袁南的笑容有些苦涩:“后来?后来文易宝就走了,再也没有出现过。再后来,萌萌为了顾博几乎跟我们父子俩闹翻。更是为了顾博,居然自己学着长大,成了B市有名的女强人。再后来,萌萌失踪,我跟你外公因为萌萌的事情也闹翻了。要不是你回来了,恐怕我到现在都不肯低头回去找你外公!”
想起前世因为自己的不作为,外公和舅舅一直都没变的融洽,最后外公临走连个送终的人都没有,顾子归心里一阵泛酸。
顾子归也不知道该怎么劝他,只能说这些事情都已经过去了,不要再多想。
袁南毕竟也不是会为了过去而计较不休的人,被顾子归那副担忧的模样逗乐了,笑着拍拍她的脑袋,笑道:“你不用担心我!舅舅都这么大的人了,难道还不知道过去的事情就是过去了,后悔也没用的道理吗?”
顾子归撅嘴卖了个萌:“我这不是担心舅舅你嘛!”心头哀嚎,为了当一个好外甥女,她的牺牲也真够大的。幸好军医,文绯和曹颖凤他们没看到自己现在这副卖萌的样子,不然准得嘲笑不已。
这副模样果然逗乐了袁南,心情也好了几分,捏了捏她的脸,这才正色说道:“所以,当初你告诉我,萌萌的事情或许跟文家有关系的时候,我心里也是打了个突。难道文易宝会因爱生恨?如果真的是这样,他当初就可以报复,为什么非得等几年之后,在你出生之前再报复?而且,文易宝那个时候是个很阳光的年轻人,成天都是笑呵呵的陪在萌萌身边。萌萌会选择顾博,也是因为他当初的消失,再怎么说,他也不能责怪萌萌吧?”
文易宝曾经是个很阳光的人?想起中年文易宝那种带着笑容,笑意却从来不能到达眼底的模样,她有些不敢相信。
如果文易宝真的曾经是那样的人,那又是什么,会让他变了一副模样?袁家跟文家根本不能相提并论,文易宝应该不会刻意为了袁萌而去B市。这么一来,两人的相遇就是偶然。既然是偶尔,那么动心也是真的。动了心,又陪在袁萌身边那么久,文易宝的阳光又怎么会是刻意假装出来的。他变成现在这副模样,恐怕只能是因为后来发生了什么突变吧。这一点,从他连自己的亲侄女都能够算计,就能够看出他现在绝对跟阳光,光明磊落这种词不能联系到一起了。
“这件事现在还不知道,等调查清楚了,我肯定会告诉舅舅。”这件事,她并不想再让舅舅和外公被牵涉进来。

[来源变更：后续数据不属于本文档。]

Issue #667, opened 2021-03-12
hibernate.jdbc.time_zone=UTC


Ngosti2000:
When querying using Query i get the above error. My Entity class defines an OffsetDateTime field (code snippet before). Persisting the same works fine

```........
   @Column
    private String otp;

    @Column(name="mobile_number")
    private String mobileNumber;

    @Column(name="expiry_date")
    private OffsetDateTime expiryDate;

```
The hql query being executed

``` 
        Map<String,Object> values = new HashMap<>();
        values.put("otp",jsonObject.getString("otp"));
        values.put("msisdn",jsonObject.getString("msisdn"));
        values.put("expiryDate", OffsetDateTime.now());
        String hql="from Otp o where otp=:otp and mobileNumber=:msisdn and expiryDate > :expiryDate";
```

DavideD:
This issue seems to happen when the property `<property name="hibernate.jdbc.time_zone" value="UTC"/>` is set.

PR #668, opened 2021-03-12
#667 - Fix java.lang.UnsupportedOperationException org.hibernate.reac…

Ngosti2000:
Exception thrown when hibernate tries to map OffsetDateTime. #667 provides the details of the exception 
```
java.lang.UnsupportedOperationException
at org.hibernate.reactive.adaptor.impl.ResultSetAdaptor.getTimestamp(ResultSetAdaptor.java:698)
```

### DIFF
--- a/hibernate-reactive-core/src/main/java/org/hibernate/reactive/adaptor/impl/ResultSetAdaptor.java
+++ b/hibernate-reactive-core/src/main/java/org/hibernate/reactive/adaptor/impl/ResultSetAdaptor.java
@@ -695,7 +695,7 @@ public class ResultSetAdaptor implements ResultSet {
 
 	@Override
 	public Timestamp getTimestamp(String columnLabel, Calendar cal) {
-		throw new UnsupportedOperationException();
+		return getTimestamp(columnLabel);
 	}
 
 	@Override
--- a/hibernate-reactive-core/src/test/java/org/hibernate/reactive/TimestampTest.java
+++ b/hibernate-reactive-core/src/test/java/org/hibernate/reactive/TimestampTest.java
@@ -11,11 +11,9 @@ import org.hibernate.annotations.UpdateTimestamp;
 import org.hibernate.cfg.Configuration;
 import org.junit.Test;
 
-import javax.persistence.Basic;
-import javax.persistence.Entity;
-import javax.persistence.GeneratedValue;
-import javax.persistence.Id;
+import javax.persistence.*;
 import java.time.Instant;
+import java.time.OffsetDateTime;
 
 public class TimestampTest extends BaseReactiveTest {
     @Override
@@ -29,6 +27,7 @@ public class TimestampTest extends BaseReactiveTest {
     public void test(TestContext context) {
         Record record = new Record();
         record.text = "initial text";
+        record.expiry=OffsetDateTime.now();
         test(context,
                 getMutinySessionFactory()
                         .withSession( session -> session.persist(record)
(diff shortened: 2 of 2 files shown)


hibernate-reactive-core/src/main/java/org/hibernate/reactive/adaptor/impl/ResultSetAdaptor.java
```diff
@@ -695,7 +695,7 @@ public Timestamp getTimestamp(int columnIndex, Calendar cal) {
 
 	@Override
 	public Timestamp getTimestamp(String columnLabel, Calendar cal) {
-		throw new UnsupportedOperationException();
+		return getTimestamp(columnLabel);
```
DavideD, line 698: Shouldn't you use the `cal` parameter to assign the expected timezone when it's not stored in the db?

DavideD (changes requested):
Thanks @Ngosti2000!
Could you also add a test case, please?

hibernate-reactive-core/src/main/java/org/hibernate/reactive/adaptor/impl/ResultSetAdaptor.java
gavinking: > Shouldn't you use the `cal` parameter to assign the expected timezone when it's not stored in the db?

Probably, but if so `PreparedStatementAdaptor.setTimestamp()` is broken in the same way.

DavideD: I've just noticed that that in Postgres, if we save an OffsetDateTime we read a different value because of the inconsistency with the timezone. How come we store it as `timestamp` and not `timestampz`?

gavinking: Because postgres doesn't really support `timestamp with timezone`. You can *write* a timestamp with a zone attached, but it just converts it to the local timezone and that's what you get when you read it back.

Very few databases actually support `timestamp with timezone` correctly. It's pretty lame.

DavideD (changes requested):
Thanks for adding the test. 

The problem is that if I run the test on the `main` branch, it will pass even without your changes to `ResultSetAdaptor`.

A new test should solve the issue you are trying to solve when you send the PR.
In this case, if I run it on `main` without the fix, it should show me the `UnsupportedOperationException`.

Ngosti2000 (commented):
> Thanks for adding the test.
> 
> The problem is that if I run the test on the `main` branch, it will pass even without your changes to `ResultSetAdaptor`.
> 
> A new test should show the issue you are trying to solve when you send the PR.
> In this case, if I run it on `main` without the fix, it should show me the `UnsupportedOperationException`.

@DavideD @gavinking So i tried to reproduce the scenario on my fork but was unable to but still, the error occurred in my project. After drilling down I found my culprit on the persistence.xml ....bang!!!! This property 
```
<property name="hibernate.jdbc.time_zone" value="UTC"/>

```
After removing it, it works as expected

gavinking:
OK well at least we know how to reproduce it now.

But we still need to decide what to actually do about it. Fix it, I suppose.

DavideD:
> But we still need to decide what to actually do about it. Fix it, I suppose.

Yes, I think we should fix it.
In particular what bothers me is that a user can save an `OffsetDateTime` and then retrieve it without getting the same value

DavideD:
Thanks a lot @Ngosti2000 
I'm going to update the issue and add more details so that we can fix it properly.

DavideD:
> In particular what bothers me is that a user can save an `OffsetDateTime` and then retrieve it without getting the same value

Well, I suppose it will work if using UTC as a time zone. Still, I feel we should mention this somewhere in the documentation. We still need to investigate the use of the property

DavideD:
I'm going to close this PR for now but leave the issue open.

gavinking:
> In particular what bothers me is that a user can save an `OffsetDateTime` and then retrieve it without getting the same value

Well I think that's essentially unfixable, at least on the databases we support, because they don't properly implement `timestamp with time zone`.

gavinking:
> Well, I suppose it will work if using UTC as a time zone. 

Yeah in this _particular_ case, with that property set, we should be able to make it work, I think.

袁南何尝看不出她什么都不想说?不过他相信,等调查到一定程度,她肯定会告诉他们的。现在不说,只能说明她手中掌握的东西不足以证明她的猜想。
“好吧!等你调查出来,一定要在第一时间告诉舅舅!”袁南选择相信她,揉揉她的头发,这才说道。
顾子归笑着答应了下来,又想起早已过世的外婆的事情。
“舅舅,外婆是姓云,对吗?”
袁南一愣,不知道她的话题怎么忽然跳跃到这里了。不过也没多问,只是点点头:“是啊!前几次拜祭的时候,你不也见到过了?”

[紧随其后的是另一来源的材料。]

PR #674, opened 2021-03-18
Test for lazy OneToOne associations

DavideD:
From the conversation on Zulip


gavinking (approved):
Thanks!

DavideD:
It seems it doesn't work for all the dbs. I will check

DavideD:
It seems that MariaDB has some problems with UUID types used as query parameters. I've changed the test entities to a `Long id`.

顾子归笑嘻嘻的缠着他:“舅舅,那外公当初跟外婆是怎么认识的啊?难道也是跟别人说的那样,是组织上介绍的?”顾子归是知道的,外公那一辈结婚,大多都是组织上给介绍。之前也曾听袁泽文含糊说过,好像是那么一回事。后来让纪肥羊他们调查,到现在为止,她也没去问过,对实情倒也不太清楚。